Task instructions ->
From the entries below, list each line with "condition".

Data shown ->

PR #1622, opened 2016-05-25
feat(removeSelected): Implement removeSelected property for multiple selects

dondi:
Expose and implement `remove-selected="false"` for multiple selects. This will disable a choice
in the dropdown of a multiple-select element instead of removing it.

Sample behavior:
screen shot 2016-04-18 at 6 07 42 pm

In the existing version, `id` would not have appeared in the dropdown because it is currently selected. This pull request adds the option `removeSelected` so that, if set to `false`, selected items still appear in the dropdown but are disabled (like in the screenshot).

### DIFF
--- a/src/uiSelectController.js
+++ b/src/uiSelectController.js
@@ -18,7 +18,7 @@ uis.controller('uiSelectCtrl',
   ctrl.refreshDelay = uiSelectConfig.refreshDelay;
   ctrl.paste = uiSelectConfig.paste;
 
-  ctrl.removeSelected = false; //If selected item(s) should be removed from dropdown list
+  ctrl.removeSelected = uiSelectConfig.removeSelected; //If selected item(s) should be removed from dropdown list
   ctrl.closeOnSelect = true; //Initialized inside uiSelect directive link function
   ctrl.skipFocusser = false; //Set to true to avoid returning focus to ctrl when item is selected
   ctrl.search = EMPTY_SEARCH;
@@ -240,9 +240,9 @@ uis.controller('uiSelectCtrl',
       }else{
         if ( data !== undefined ) {
           var filteredItems = data.filter(function(i) {
-            return selectedItems.every(function(selectedItem) {
+            return angular.isArray(selectedItems) ? selectedItems.every(function(selectedItem) {
               return !angular.equals(i, selectedItem);
-            });
+            }) : !angular.equals(i, selectedItems);
           });
           ctrl.setItemsFn(filteredItems);
         }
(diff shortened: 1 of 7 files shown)


src/uiSelectController.js
```diff
@@ -325,9 +330,9 @@ uis.controller('uiSelectCtrl',
     var isDisabled = false;
     var item;
 
-    if (itemIndex >= 0 && !angular.isUndefined(ctrl.disableChoiceExpression)) {
+    if (itemIndex >= 0 && (!angular.isUndefined(ctrl.disableChoiceExpression) || ctrl.multiple)) {
```
user378230: @dondi could you add an extra set of brackets here to make the condition precedence clear? 

Eg. 
```
if (itemIndex >= 0 && ((!angular.isUndefined(ctrl.disableChoiceExpression) || ctrl.multiple)))
```
Or..?
```
if ((itemIndex >= 0 && (!angular.isUndefined(ctrl.disableChoiceExpression)) || ctrl.multiple))
```

dondi: Actually the parentheses already disambiguate the precedence. The current code is shown below, with the matching middle parentheses spaced out for emphasis:

    if (itemIndex >= 0 &&   (  !angular.isUndefined(ctrl.disableChoiceExpression) || ctrl.multiple  )   ) {

Those parentheses ensure that the `||` in the middle takes precedence. The suggestions made above would result in double-parentheses on the same expression (the disjunction in the first example; the entire condition in the second example).

user378230: Sorry I totally misread it, my bad! :flushed:

dondi: No worries, all good—thanks for reviewing!

user378230:
@dondi did you want to update the [wiki](https://github.com/angular-ui/ui-select/wiki/ui-select) with some docs? (add a note saying available v0.17.2+)

Thanks again :+1:

dondi:
Great, thanks! I've added a section on this to the wiki. I made it an example section instead of adding it to the attribute table because it really only applies for `multiple`. (I noticed that `multiple` itself is not in that attribute table at the beginning, so I took my cue from there.) Let me know if the writeup needs any changes. Thank you again!

thomasmiddeldorp:
@user378230 Is there any indication on when this feature will be released?

marcbachmann:
Is it possible that this pr introduced a new bug in the normal dropdown? Wrong options get removed in my dropdown. After a reload they appear again. Also in older versions you didn't remove the option on select.
 
dropdown

dondi:
Yes, a bug was indeed caught and the fix has since been merged, presumably to emerge in the next release. Please see #1672 and #1681 to see if these behaviors match what you are seeing. You can try a build from `master` to see if the latest code addresses what you’re seeing.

Exercise answer ->
user378230: @dondi could you add an extra set of brackets here to make the condition precedence clear? 
Those parentheses ensure that the `||` in the middle takes precedence. The suggestions made above would result in double-parentheses on the same expression (the disjunction in the first example; the entire condition in the second example).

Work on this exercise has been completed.